L’inverno sta finendo ed è stato piuttosto freddo. Dunque, tutta la faccenda del riscaldamento globale con relative catastrofi va a farsi benedire? Forse sì, ma forse no

L’inverno sta finendo ed è stato piuttosto freddo. Dunque, tutta la faccenda del riscaldamento globale con relative catastrofi va a farsi benedire? Forse sì, ma forse no. A Copenaghen, da ieri e per tre giorni, sono riuniti quelli dell’Ipcc – Intergovernmental Panel on Climate Change, l’organizzazione dell’Onu per i cambiamenti climatici –, implacabili profeti di sciagure. Tra i convenuti, quelli dell’Enea che presenteranno una simulazione relativa a cent’anni di clima, i cinquanta che stanno alle nostre spalle e i cinquanta che devono ancora arrivare. Tutte le peggiori previsioni relative al riscaldamento globale sono confermate. In particolare dopo il 2020 i picchi di calore estivo saranno sempre più violenti e frequenti. Se non faremo qualcosa il mare si innalzerà, eccetera.

Quindi?
L’Adnkronos riferisce un’altra scoperta sensazionale di questo modello matematico. Gliela ricopio tale e quale: «Temperature meno elevate in estate nel centro e nord Italia di quanto previsto dagli scenari globali presentati nell’ultimo rapporto Ipcc, mentre l’incremento delle temperature sarà maggiore al Sud e nelle Isole». Cioè: nel nostro Sud è previsto che faccia più caldo che nel nostro Nord. Straordinario, no? Ma ascolti ancora: «Le regioni alpine, inoltre, subiranno una diminuzione delle precipitazioni primaverili ed estive». Cioè sulle Alpi pioverà di meno.

Ma è catastrofico o no?
Non lo so. A Copenaghen sono riuniti 1600 ricercatori provenienti da 80 paesi per fare il punto su «I mutamenti climatici: rischi globali, sfide, soluzioni».
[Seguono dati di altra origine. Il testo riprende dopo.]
Issue #547, opened 2016-12-24
Merge SchoolAssignments/SchoolDelegates views into AssignmentList/DelegateList, respectively.


kmeht:
As mentioned in [the comment on the other PR](https://github.com/bmun/huxley/pull/543/files#r91011495), these don't need to be separate views. Instead, they can just be filters on the main model view, where we implement the `get_queryset()` method and just fall back to `all()` if the filter isn't provided.

Care should be taken to ensure that the permissions remain correct. My first draft would be:
- superusers can get all delegates and assignments
- advisors can get all delegates/assignments for their school
- superusers can create delegates/assignments
- advisors can create delegates for their school, but NOT assignments

This may require rethinking how we implement our permissions, since they're a bit more complex (changing based on GET or POST, etc.).

kmeht:
I'll work on the first one as an example.

PR #548, opened 2016-12-27
Merge SchoolAssignments into AssignmentList (#547)

kmeht:
This should not be a separate API view; it should instead be a filter on AssignmentList. This merges the two and deletes SchoolAssignments.

Permissions will need to be a bit more complex, so instead of completely general-purpose Permission classes, this proposes a Permission class per-view (when needed), which then delegates to common functions for code reuse.

Tests are updated to verify the filtering behavior, and I inspected the request/response manually in the JS console in the browser.


kmeht:
Yep, should be fairly simple to follow this PR as an example for other similar use cases.

PR #549, opened 2016-12-29
merges SchoolDelegates into DelegateList

tdowds:
This is for the delegate side of #547. This PR removes SchoolDelegates and transfers the endpoint for getting delegates by `school_id` and updating delegates in bulk to DelegateList. Unit tests are updated accordingly, and I tested it out manually. Some important considerations from this PR include:

1. What kind of permissions do we want for bulk delegate updates?
2. Updating ListUpdateModelMixin to be model agnostic
3. Not using the auto formatter for our python code

For the first point, it currently allows anyone to create delegates and update them in bulk. It would probably be worth investigating how to tighten up those permissions.

For the second point, the ListUpdateModelMixin currently only updates delegates in bulk. However we should adjust it so that any model can be used by it. Additionally, I had to move the `put` and `patch` methods into the mixin because I kept getting a `405` error saying `PATCH method not allowed`. For consistency we might want to create our own custom bulk update view that inherits from ListUpdateModelMixin like how they do in DRF.

For the third point, I commented out the autoformatter because it couldn't find the file I deleted and threw an exception for it.


huxley/api/permissions.py
```diff
@@ -91,6 +91,23 @@ def has_permission(self, request, view):
         return False
 
 
+class DelegateListPermission(permissions.BasePermission):
+
+    def has_permission(self, request, view):
+        user = request.user
```
kmeht: But feel free to leave it if we end up using the user for the checks below :)

huxley/api/permissions.py
```diff
@@ -91,6 +91,23 @@ def has_permission(self, request, view):
...
+        if user.is_superuser:
+            return True
+
+        method = request.method
+        if method == 'POST' or method == 'PUT' or method == 'PATCH':
+            return True
```
kmeht: We should probably not let anybody update whatever delegates they want. Checking for it is a little less than straightforward though. Basically, we want to check that there is no delegate for which the `school_id` is not equal to the advisor's `school_id`. Something like this might work:
```python
school_id = request.user.is_authenticated() and request.user.school_id
if not school_id:
    return False
# Get delegate_ids via list comprehension...
return not Delegate.objects.filter(id__in=delegate_ids).exclude(school_id=school_id).exists()
```

huxley/api/tests/test_delegate.py
```diff
@@ -200,3 +202,283 @@ def test_superuser(self):
...
+        response = self.get_response(params={'school_id': self.school.id})
+        self.assert_delegate_equal(response)
+
+    def test_other_user(self):
+        '''It rejects a request from another user.'''
+        user2 = models.new_user(username='another', password='user')
+        models.new_school(user=user2)
+        self.client.login(username='another', password='user')
+
+        response = self.get_response(self.school.id)
```
kmeht: Need to pass `params` dictionary

huxley/api/tests/test_delegate.py
```diff
@@ -200,3 +202,283 @@ def test_superuser(self):
...
+        self.delegate2 = models.new_delegate(
+            assignment=self.assignment2,
+            name='Trevor Dowds',
+            email='t@dowds.com',
+            summary='Good!'
+        )
+
+    def test_anonymous_user(self):
+        '''It rejects a request from an anonymous user.'''
+        response = self.get_response(self.school.id)
```
kmeht: params

huxley/api/tests/test_delegate.py
```diff
@@ -200,3 +202,283 @@ def test_superuser(self):
...
+
+        response = self.get_response(self.school.id)
+        self.assertPermissionDenied(response)
+
+    def test_superuser(self):
+        '''It returns the delegates for a superuser.'''
+        models.new_superuser(username='test', password='user')
+        self.client.login(username='test', password='user')
+
+        response = self.get_response(self.school.id)
```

Quindi esistono soluzioni.
La soluzione è di produrre meno anidride carbonica e di inquinare meno. Su questa soluzione, fuor di scherzo, non si può che concordare a prescindere dalla questione noiosissima se la Terra si stia riscaldando o no e, soprattutto, se a provocare il riscaldamento sia o no l’uomo. Katerine Richardson, che presiede il congresso, dice che il ritmo a cui si sciolgono i ghiacci è stato sottostimato. Queste enormi immissioni di acqua dolce altererebbero la circolazione delle acque, quella che viene chiamata «circolazione termoalina», cioè il movimento provocato dalla temperatura e dalla salinità del mare. Che accadrebbe se la corrente del Golfo diventasse qualche altra cosa? Una rivoluzione nell’ecosistema e quasi certamente una brutta rivoluzione, cioè qualcosa di molto simile a una catastrofe. Beh, ecco quello di cui stanno discutendo a Copenaghen adesso. E a dicembre poi, sempre a Copenaghen, vi sarà un altro incontro che dovrà fissare i paletti in vigore dal 2012, quando scadranno gli accordi di Kyoto.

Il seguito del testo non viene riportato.